Today, Harvard announced that it would make 12 million catalog records—nearly all of the records from its 73 libraries—publicly available. The records include bibliographic information about items from a diverse set of media, and The Harvard Library has made all this metadata available under a Creative Commons 0 (CC0) public domain license.
“With this major contribution, developers will be able to start experimenting with building innovative applications that put to use the vital national resource that consists of our local public and research libraries, museums, archives and cultural collections,” said DPLA Steering Committee Chair John Palfrey in the official Harvard Library press release. He also stated that he hoped the Harvard release would set a precedent for other institutions’ collections.
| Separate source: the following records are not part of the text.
PR #4935, opened 2025-06-24
update `XORG_*_SOURCE` constants to use new URL

jfgrimm:


boegel:
@jfgrimm Is there a public statement somewhere that announces this?

If so, we should mention it in the PR description, maybe also in the commit message?

jfgrimm:
@boegel I haven't been able to find one, still looking

boegel:
@jfgrimm As discussed in Slack, a better alternative is probably to introduce new `XORG_*` constants that provide tuples of source URLs, so both will be tried?

boegel:
@jfgrimm Can you look into failing CI?

jfgrimm:
@boegel will take a look, I think it's failing on the from-commit test

jfgrimm:
@boegel not sure how to best tackle the failing `from_commit` tests hitting the deprecation warning

boegel:
> @boegel not sure how to best tackle the failing `from_commit` tests hitting the deprecation warning

@jfgrimm We'll need to update those to using a different/newer commit.

If we already open an easyconfig PR for easyconfigs using the `SYSTEM` toolchain (like `ncurses-6.2.eb`) to stop using the deprecated constants like `GNU_SOURCE`, we can already bump the commit used in `test_from_commit` even though the easyconfig PR isn't merged yet (it can only be merged after this PR got merged)...

jfgrimm:
I've currently got https://github.com/easybuilders/easybuild-easyconfigs/pull/23299 open, which updates the use in all easyconfigs
Want me to split `ncurses` out into a separate PR, or is one large PR OK for the test?

PR #4938, opened 2025-06-27
trigger `post_easyblock_hook` later

bedroge:
The `pre/post_easyblock_hook` was added in #4923, but the `post_easyblock_hook` is triggered a bit too early: though the installation itself should be completed, some files (e.g. the log file and env file) still need to be copied to the `easybuild` subdir. This PR fixes that by triggering it a bit later, right before calling `del app`.


boegel (approved):
lgtm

The records are available for bulk download in MARC21 format. The DPLA Tech Dev team has incorporated the records into its database and is making them available through an API. API documentation from the team is available here. The API is in early alpha, so any and all feedback is welcome as the team continues to refine. The team celebrated the metadata release in their post, “Going live with Harvard’s catalog.”
Amazing work in the digital humanities could be done with the metadata. The New York Times’ Bits Blog discussed the release with David Weinberger: “‘This is Big Data for books,’ said David Weinberger, co-director of Harvard’s Library Lab. ‘There might be 100 different attributes for a single object.’ At a one-day test run with 15 hackers working with information on 600,000 items, he said, people created things like visual timelines of when ideas became broadly published, maps showing locations of different items, and a ‘virtual stack’ of related volumes garnered from various locations.”
Though metadata is distinct from the content it describes, this sort of data is essential to the growing DPLA and is a vital step towards the project’s realization.